Yup it was my fault, total fluke, but it happened. First accident, 24 years old. Im leaning towards buying the parts and getting it painted through the dealer collision center and just installing myself, skipping the claim process. I installed those fog lights last summerish myself, so since I'm probably going that route, I'm wondering about throwing an RS front on it as I like the look and lines. I dot like the rest of the RS look, so I'm worried about it last looking good without the side skirts. 

Sent from AutoGuide.com Free App


----------



## The Butcher (Apr 6, 2011)

Hey Aaron, had the same thing happen to me a few months back, fender benders suck... I actually replaced my front bumper cover with one that I purchased brand new from a company online called Total Parts Solution. They buy overstock of GM parts and everything is OEM and is factory painted. I paid $350 for the bumper cover and it matches perfectly. Apparently GM paints the body panels separately so any overstock goes to Total Parts Solution, definitely worth looking them up. I did my bumper and lower grill for just under $400.


Sent from AutoGuide.com App


----------



## iKermit (Dec 13, 2010)

Yeah without the skirts is weird... May look a little weird, i know what you mean. But i am sure you can buy the skirts pretty cheap on ebay...


Butcher... Thanks for the information, :O bookmarked!


----------



## NickD (Dec 10, 2011)

Last time I dealt with painting, had to completely line my garage with plastic, wait for a nice dry warm day, and wear a super mask. Oh, and clothes I would be willing to toss in the trashcan. Those were the solvent days, haven't tried these new water based paints.

When deer ran into our front fender, picked a body shop, the other Chevy dealer that had a complete up to date paint booth. Insisted on a brand new fender, but still didn't know why they couldn't get one from Lordstown that was prepainted. Those eyeball color matching days are history, even had especially trained guys for color matching, using all computers for that stuff today. Would have just been a bolt on repair.

For 97 bucks for a new fender, and if prepainted, would have repaired that myself, painting was the problem, especially in subzero weather. But had 100 buck deductible on my comprehensive, and since my wife's hospital asked her to go to another hospital, they picked up that. Also changed insurance companies since then, they know everything, that comprehensive claim was not held against us. What in the heck are we paying for comprehensive insurance for?

In 60 years of driving, have yet to have an accident that was my fault, maybe today. But sure have been hit a number of times. Each time had to go to small claims court, was told I was 30% guilty for just being there, the crooks. Won each time, but a first class pain in the butt. 

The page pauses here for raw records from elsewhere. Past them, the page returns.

PR #5130, opened 2026-08-13

akohlmey:
**Summary**

This pull request contains multiple small changes and fixes

**Related Issue(s)**

N/A

**Author(s)**

Axel Kohlmeyer, Temple U

**Licensing**

**Backward Compatibility**

A few cases, especially for vector and atom style variables, that were flagged as an error are now accepted and return a meaningful result. On the other hand, some other cases that would silently result in a return value of `Inf` now abort with an error message.
All existing unit tests pass. New tests have been added.

**Implementation Notes**

- consistently return 1.0 for any variable expression where a number is taken to the power of 0
- abort with an error when taking 0.0 to a negative power in variable expressions
- silence compiler warnings
- avoid std::move() of a trivially copyable object
- don't use std::move() inside a loop using/modifying the same object
- don't always update the libAtoms git repo to the latest version but pick a tested commit hash
- update the RuNNer library release tag to version 2.0.4
- don't always attempt to build the ML-HDNNP library
- avoid segfaults when accessing fix ave/time data early; return 0.0 instead
- make sure that fix vector data is always initialized to 0 after allocation so it doesn't contain garbage when accessed before data has been added
- address multiple minor issues reported by coverity scan

**Post Submission Checklist**


stanmoore1 (approved):
I approve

See some guys on ebay offering prepainted parts, guaranteed to match, haven't tried that yet. I did buy some prepainted door moldings, don't know why, too low for pickup trucks and SUV's. But the paint match was perfect, why can't Lordstown to that? Questions, always questions.


----------



## Patman (May 7, 2011)

XtremeAaron said:


> A few days ago I got into a little fender bender accident. I haven't gotten a formal insurance estimate yet, but it looks as though I'll need a new bumper cover, lower grill and license plate frame.
> 
> I priced these out with the dealer and the bumper cover is $355, unpainted, and $173 for the lower grill assembly. Then $300 or so to paint match the bumper at dealer collision center.
> 
> ...


What makes you think you need a new bumper cover? If it is just scratched it can be buffed out, repainted and no one will know the difference. The Insurance approved shops are good shops and the way they paint it will match the car perfectly From what I see, the hardest part they will do is replace the license plate bracket. But the approved shops have a "deal with the insurance company" to keep the price low and they do good work. Last year after some guy hit my LS with his boat I took my car to an Insurance approved shop and I thought the same thing about replacing the bumper cover and the coloring. They fixed it and you could not tell anything happened at all. Chances are you can take it to a body shop and they can fix it for less than your deductible. As long as nothing is bent or broken they should have that back to you in a couple days. If the wreck was your fault, the insurance co already know about it from the claim from the other guy and overall it is not cheaper to fix it yourself. Let the insurance take care of it. That is what you are paying them for!


----------



## XtremeAaron (Jan 22, 2012)

Yeah, as I told ya on Facebook that's how I'm going to go. If I was going with an RS bumper I might have had to do it myself but since I talked myself out of that, there's no reason not to go through the shop. The first shop on they're preferred list is within walking distance from my home, so that's cool. Family owned for like 80 years or something. 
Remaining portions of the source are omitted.